TASK: This exercise calls for the records to be repeated in full, exactly as written.

RECORDS FOR THIS TASK:
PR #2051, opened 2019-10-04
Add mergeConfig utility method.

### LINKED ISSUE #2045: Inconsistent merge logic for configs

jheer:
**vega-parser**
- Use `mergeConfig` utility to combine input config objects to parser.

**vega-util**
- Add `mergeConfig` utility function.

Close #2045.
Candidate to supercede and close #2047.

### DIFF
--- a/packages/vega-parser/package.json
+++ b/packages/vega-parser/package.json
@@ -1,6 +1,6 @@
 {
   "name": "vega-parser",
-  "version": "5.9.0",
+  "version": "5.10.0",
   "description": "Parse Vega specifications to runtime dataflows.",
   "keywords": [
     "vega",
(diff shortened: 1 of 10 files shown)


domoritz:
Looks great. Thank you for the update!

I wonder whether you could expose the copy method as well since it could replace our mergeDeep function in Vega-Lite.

ANSWER BOX:
PR #2051, opened 2019-10-04
Add mergeConfig utility method.

### LINKED ISSUE #2045: Inconsistent merge logic for configs

jheer:
**vega-parser**
- Use `mergeConfig` utility to combine input config objects to parser.

**vega-util**
- Add `mergeConfig` utility function.

Close #2045.
Candidate to supercede and close #2047.

### DIFF
--- a/packages/vega-parser/package.json
+++ b/packages/vega-parser/package.json
@@ -1,6 +1,6 @@
 {
   "name": "vega-parser",
-  "version": "5.9.0",
+  "version": "5.10.0",
   "description": "Parse Vega specifications to runtime dataflows.",
   "keywords": [
     "vega",
(diff shortened: 1 of 10 files shown)


domoritz:
Looks great. Thank you for the update!

I wonder whether you could expose the copy method as well since it could replace our mergeDeep function in Vega-Lite.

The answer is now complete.